PR #577, opened 2016-04-27
PenguinCommand new recipe

Begasus:


korli:
Have you tried patching configure.in and regenerating configure, instead of patching configure?

Begasus:
Not yet, I only got the error on -lm after the first attempt (for configure.ac) I'll try to look into it later or tomorrow

Begasus:
hmm not configure.ac ... wip

Begasus:
Had no luck with configure.in, but updated the recipe a bit

games-arcade/penguin_command/penguin_command-1.6.11.recipe
```diff
@@ -0,0 +1,55 @@
+SUMMARY="A clone of the classic Missile Command game"
+DESCRIPTION="Penguin Command is a clone of the classic Missile Command game, \
+but has better graphics and sound. The gameplay has been slightly modified."
+HOMEPAGE="http://www.linux-games.com/penguin-command/"
+COPYRIGHT="2007 Karl Bartel, Skaven"
+LICENSE="GNU GPL v2"
+REVISION="1"
+SOURCE_URI="https://sourceforge.net/projects/penguin-command/files/penguin-command/$portVersion/penguin-command-$portVersion.tar.gz"
```
fbrosson: May I suggest using an alternate SOURCE_URI? With the one we have (in the current commit candidate),
```Shell
SOURCE_URI="https://sourceforge.net/projects/penguin-command/files/penguin-command/$portVersion/penguin-command-$portVersion.tar.gz"
```
we get _three_ "302 Found" before the final "200 OK", whereas with:
```Shell
SOURCE_URI="https://downloads.sf.net/penguin-command/penguin-command-$portVersion.tar.gz"
```
we get a "301 Moved Permanently", then a "302 Found" and then the final "200 OK", thus saving one redirect compared to the long address ;-)
Moreover, with the short address the recipe is safe even if the tarball gets moved to another directory of the same project. (I don't know if that's the case for this SF project but some do move old tarballs to subdirectories.)
(Of course, I used several calls to **`curl --head `** in order to count the number of redirects.)

Regarding the https vs http choice, SourceForge currently redirects all https download traffic to http, so I don't know if SF likes to receive https traffic but I prefer using https (like you did) just in case SF would change their rules and accept to serve downloads through https.
Cheers!

Begasus: At your service ;)

PR #578, opened 2016-04-28
update yab and yab-ide

bbjimmy:
yab Version 1.7.5.3, yab-IDE version 2.2.6
- gcc4 now compiles
- fix system shutdown bug
- remove un-needed BuildFactory files
- add https:// to texturl
- BuildFactory use declared appsig
- yab-IDE use declared appsig, or use filename for appsig


humdingerb:
Looks good to me. No real changes really to the older version. It does replace that older version instead of adding a new recipe for the new version. I guess that is OK for a minor release like this. For "bigger" releases it'd be useful to keep the old recipe around for people to be able to downgrade.

PR #579, opened 2016-04-30
ffmpeg: drop 2.6 & 2.7, bump to 2.8.7 & 3.0.2, minor fixes. (WIP)

fbrosson:
* Drop 2.6.3 & 2.7.2, bump 2.8.6 to 2.8.7 and 3.0.1 to 3.0.2.
* ffmpeg, ffprobe and ffserver were being shipped in secondary arch builds (due to **`rm $binDir`** instead of **`rm $prefix/bin`** where they were being installed) but did not have a **`cmd:`** in PROVIDES. Fixed this by moving these to a **`_bin`** subpackage on x86_gcc2 using 2nd arch x86.
* Fix CONFLICTS_devel in 3.0.2 (missing **`_legacy`**),
* Add ffmpeg2_bin to CONFLICTS in 3.0.2.
* Add ffmpeg and ffmpeg_legacy to CONFLICTS_bin in 2.8.7.
* Reorder some sections.
* Switch all HOMEPAGE and SOURCE_URI to https.
* Switch from tar.bz2 to tar.xz for 2.8.7.
* 2.8.7 and 3.0.2 build OK (on x86_gcc2 using x86 as 2nd arch) but **`make check`** fails with **`runtime_loader: Cannot open file libavutil.so.55: No such file or directory.`** Failure happens on **`TEST api-threadmessage`** for 3.0.2 and on **`TEST api-flac`** for 2.8.7.


korli:
About 2.6.8 and 2.7.6, I think it needs the patch from 2.8 since the gcc5 upgrade. We could also drop these two recipes.

fbrosson:
Thanks for the hint about the patch.  Since upstream maintains all these versions it might be useful to have them all too. Of course, if you think it's better to just drop 2.6.8 and 2.7.6 then it's even easier. But I'd be glad to try and make these work too.

korli:
ffmpeg maintains various versions because some Linux distributions stick to a ffmpeg branch (security patches). We don't need that, when we have and use 2.8 and 3.0.

fbrosson:
OK. Well, I guess I can remove 2.7.6 and 2.6.8 then. (if you change your mind please don't hesitate to ask.)

Regarding 2.8.x, I noticed that 2.8.6 does not declare any cmd: in its PROVIDES.
But it passes **`--bindir=$prefix/bin`** to configure and later deletes $binDir... so when building on x86_gcc2 for x86 as secondary arch we ended up with ffmpeg, ffprobe and ffserver in bin (because $binDir != $prefix/bin for 2nd arch builds). I noticed this because I call haikuporter with -S.
Do we want these cmd: for 2.8.7? Or do we just want the libs for 2.8.7 and everything for 3.0.2?

fbrosson:
I've dropped 2.6 and 2.7 as suggested. I also made a few other changes (e.g. with the package splitting and all the CONFLICTS) but I haven't tested them on all architectures yet and I don't know if they are politically compatible with haikuports' guidelines. BTW, there are quite some changes so please feel free to postpone the review until after I drop the "WIP" tag. Do not hesitate, however, to comment at any time ;-)

waddlesplash:
Yes, the package splitting is just fine and compatible with guidelines. Most packages that explicitly want cmd:ffmpeg should ask for it specifically.

fbrosson:
Thanks @waddlesplash!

> **TASK STATEMENT**
In full and without alteration, return every line above.

> **RESULT FOR THIS TASK**
PR #577, opened 2016-04-27
PenguinCommand new recipe

Begasus:


korli:
Have you tried patching configure.in and regenerating configure, instead of patching configure?

Begasus:
Not yet, I only got the error on -lm after the first attempt (for configure.ac) I'll try to look into it later or tomorrow

Begasus:
hmm not configure.ac ... wip

Begasus:
Had no luck with configure.in, but updated the recipe a bit

games-arcade/penguin_command/penguin_command-1.6.11.recipe
```diff
@@ -0,0 +1,55 @@
+SUMMARY="A clone of the classic Missile Command game"
+DESCRIPTION="Penguin Command is a clone of the classic Missile Command game, \
+but has better graphics and sound. The gameplay has been slightly modified."
+HOMEPAGE="http://www.linux-games.com/penguin-command/"
+COPYRIGHT="2007 Karl Bartel, Skaven"
+LICENSE="GNU GPL v2"
+REVISION="1"
+SOURCE_URI="https://sourceforge.net/projects/penguin-command/files/penguin-command/$portVersion/penguin-command-$portVersion.tar.gz"
```
fbrosson: May I suggest using an alternate SOURCE_URI? With the one we have (in the current commit candidate),
```Shell
SOURCE_URI="https://sourceforge.net/projects/penguin-command/files/penguin-command/$portVersion/penguin-command-$portVersion.tar.gz"
```
we get _three_ "302 Found" before the final "200 OK", whereas with:
```Shell
SOURCE_URI="https://downloads.sf.net/penguin-command/penguin-command-$portVersion.tar.gz"
```
we get a "301 Moved Permanently", then a "302 Found" and then the final "200 OK", thus saving one redirect compared to the long address ;-)
Moreover, with the short address the recipe is safe even if the tarball gets moved to another directory of the same project. (I don't know if that's the case for this SF project but some do move old tarballs to subdirectories.)
(Of course, I used several calls to **`curl --head `** in order to count the number of redirects.)

Regarding the https vs http choice, SourceForge currently redirects all https download traffic to http, so I don't know if SF likes to receive https traffic but I prefer using https (like you did) just in case SF would change their rules and accept to serve downloads through https.
Cheers!

Begasus: At your service ;)

PR #578, opened 2016-04-28
update yab and yab-ide

bbjimmy:
yab Version 1.7.5.3, yab-IDE version 2.2.6
- gcc4 now compiles
- fix system shutdown bug
- remove un-needed BuildFactory files
- add https:// to texturl
- BuildFactory use declared appsig
- yab-IDE use declared appsig, or use filename for appsig


humdingerb:
Looks good to me. No real changes really to the older version. It does replace that older version instead of adding a new recipe for the new version. I guess that is OK for a minor release like this. For "bigger" releases it'd be useful to keep the old recipe around for people to be able to downgrade.

PR #579, opened 2016-04-30
ffmpeg: drop 2.6 & 2.7, bump to 2.8.7 & 3.0.2, minor fixes. (WIP)

fbrosson:
* Drop 2.6.3 & 2.7.2, bump 2.8.6 to 2.8.7 and 3.0.1 to 3.0.2.
* ffmpeg, ffprobe and ffserver were being shipped in secondary arch builds (due to **`rm $binDir`** instead of **`rm $prefix/bin`** where they were being installed) but did not have a **`cmd:`** in PROVIDES. Fixed this by moving these to a **`_bin`** subpackage on x86_gcc2 using 2nd arch x86.
* Fix CONFLICTS_devel in 3.0.2 (missing **`_legacy`**),
* Add ffmpeg2_bin to CONFLICTS in 3.0.2.
* Add ffmpeg and ffmpeg_legacy to CONFLICTS_bin in 2.8.7.
* Reorder some sections.
* Switch all HOMEPAGE and SOURCE_URI to https.
* Switch from tar.bz2 to tar.xz for 2.8.7.
* 2.8.7 and 3.0.2 build OK (on x86_gcc2 using x86 as 2nd arch) but **`make check`** fails with **`runtime_loader: Cannot open file libavutil.so.55: No such file or directory.`** Failure happens on **`TEST api-threadmessage`** for 3.0.2 and on **`TEST api-flac`** for 2.8.7.


korli:
About 2.6.8 and 2.7.6, I think it needs the patch from 2.8 since the gcc5 upgrade. We could also drop these two recipes.

fbrosson:
Thanks for the hint about the patch.  Since upstream maintains all these versions it might be useful to have them all too. Of course, if you think it's better to just drop 2.6.8 and 2.7.6 then it's even easier. But I'd be glad to try and make these work too.

korli:
ffmpeg maintains various versions because some Linux distributions stick to a ffmpeg branch (security patches). We don't need that, when we have and use 2.8 and 3.0.

fbrosson:
OK. Well, I guess I can remove 2.7.6 and 2.6.8 then. (if you change your mind please don't hesitate to ask.)

Regarding 2.8.x, I noticed that 2.8.6 does not declare any cmd: in its PROVIDES.
But it passes **`--bindir=$prefix/bin`** to configure and later deletes $binDir... so when building on x86_gcc2 for x86 as secondary arch we ended up with ffmpeg, ffprobe and ffserver in bin (because $binDir != $prefix/bin for 2nd arch builds). I noticed this because I call haikuporter with -S.
Do we want these cmd: for 2.8.7? Or do we just want the libs for 2.8.7 and everything for 3.0.2?

fbrosson:
I've dropped 2.6 and 2.7 as suggested. I also made a few other changes (e.g. with the package splitting and all the CONFLICTS) but I haven't tested them on all architectures yet and I don't know if they are politically compatible with haikuports' guidelines. BTW, there are quite some changes so please feel free to postpone the review until after I drop the "WIP" tag. Do not hesitate, however, to comment at any time ;-)

waddlesplash:
Yes, the package splitting is just fine and compatible with guidelines. Most packages that explicitly want cmd:ffmpeg should ask for it specifically.

fbrosson:
Thanks @waddlesplash!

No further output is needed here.